ENTRIES SUPPLIED:
Segment Open

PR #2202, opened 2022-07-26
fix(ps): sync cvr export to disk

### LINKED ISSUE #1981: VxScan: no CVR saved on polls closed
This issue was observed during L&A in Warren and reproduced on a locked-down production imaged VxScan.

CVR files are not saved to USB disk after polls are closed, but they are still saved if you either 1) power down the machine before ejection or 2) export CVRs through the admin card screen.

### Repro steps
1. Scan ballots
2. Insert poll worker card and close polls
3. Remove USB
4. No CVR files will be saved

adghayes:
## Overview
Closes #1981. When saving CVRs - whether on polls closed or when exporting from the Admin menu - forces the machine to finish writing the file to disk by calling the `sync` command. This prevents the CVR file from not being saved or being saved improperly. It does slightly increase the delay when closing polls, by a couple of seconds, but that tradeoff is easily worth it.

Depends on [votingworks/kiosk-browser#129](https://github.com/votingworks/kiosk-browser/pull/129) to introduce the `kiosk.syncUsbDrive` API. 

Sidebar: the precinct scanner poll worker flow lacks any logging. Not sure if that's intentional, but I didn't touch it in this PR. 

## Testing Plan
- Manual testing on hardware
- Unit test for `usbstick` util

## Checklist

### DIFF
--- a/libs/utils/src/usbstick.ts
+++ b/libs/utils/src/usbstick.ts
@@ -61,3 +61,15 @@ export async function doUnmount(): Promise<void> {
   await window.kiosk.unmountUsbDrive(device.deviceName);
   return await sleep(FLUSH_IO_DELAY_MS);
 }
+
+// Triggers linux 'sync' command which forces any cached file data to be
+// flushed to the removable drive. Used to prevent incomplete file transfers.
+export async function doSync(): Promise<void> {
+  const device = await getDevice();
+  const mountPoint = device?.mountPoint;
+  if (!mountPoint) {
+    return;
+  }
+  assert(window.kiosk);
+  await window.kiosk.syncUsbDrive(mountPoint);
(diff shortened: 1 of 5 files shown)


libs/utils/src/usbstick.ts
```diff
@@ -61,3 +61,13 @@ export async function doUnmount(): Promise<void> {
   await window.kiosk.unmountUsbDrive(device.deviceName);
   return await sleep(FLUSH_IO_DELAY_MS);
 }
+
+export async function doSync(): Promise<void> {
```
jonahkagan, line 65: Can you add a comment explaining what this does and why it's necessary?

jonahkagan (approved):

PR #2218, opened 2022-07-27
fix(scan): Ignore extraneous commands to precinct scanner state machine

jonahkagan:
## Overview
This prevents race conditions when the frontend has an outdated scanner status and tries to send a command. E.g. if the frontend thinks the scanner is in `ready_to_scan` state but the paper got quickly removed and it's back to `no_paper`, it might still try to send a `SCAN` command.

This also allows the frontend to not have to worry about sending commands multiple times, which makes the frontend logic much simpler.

Segment Closed

In the listing above, find each line with the word "still" and copy it.

CVR files are not saved to USB disk after polls are closed, but they are still saved if you either 1) power down the machine before ejection or 2) export CVRs through the admin card screen.
This prevents race conditions when the frontend has an outdated scanner status and tries to send a command. E.g. if the frontend thinks the scanner is in `ready_to_scan` state but the paper got quickly removed and it's back to `no_paper`, it might still try to send a `SCAN` command.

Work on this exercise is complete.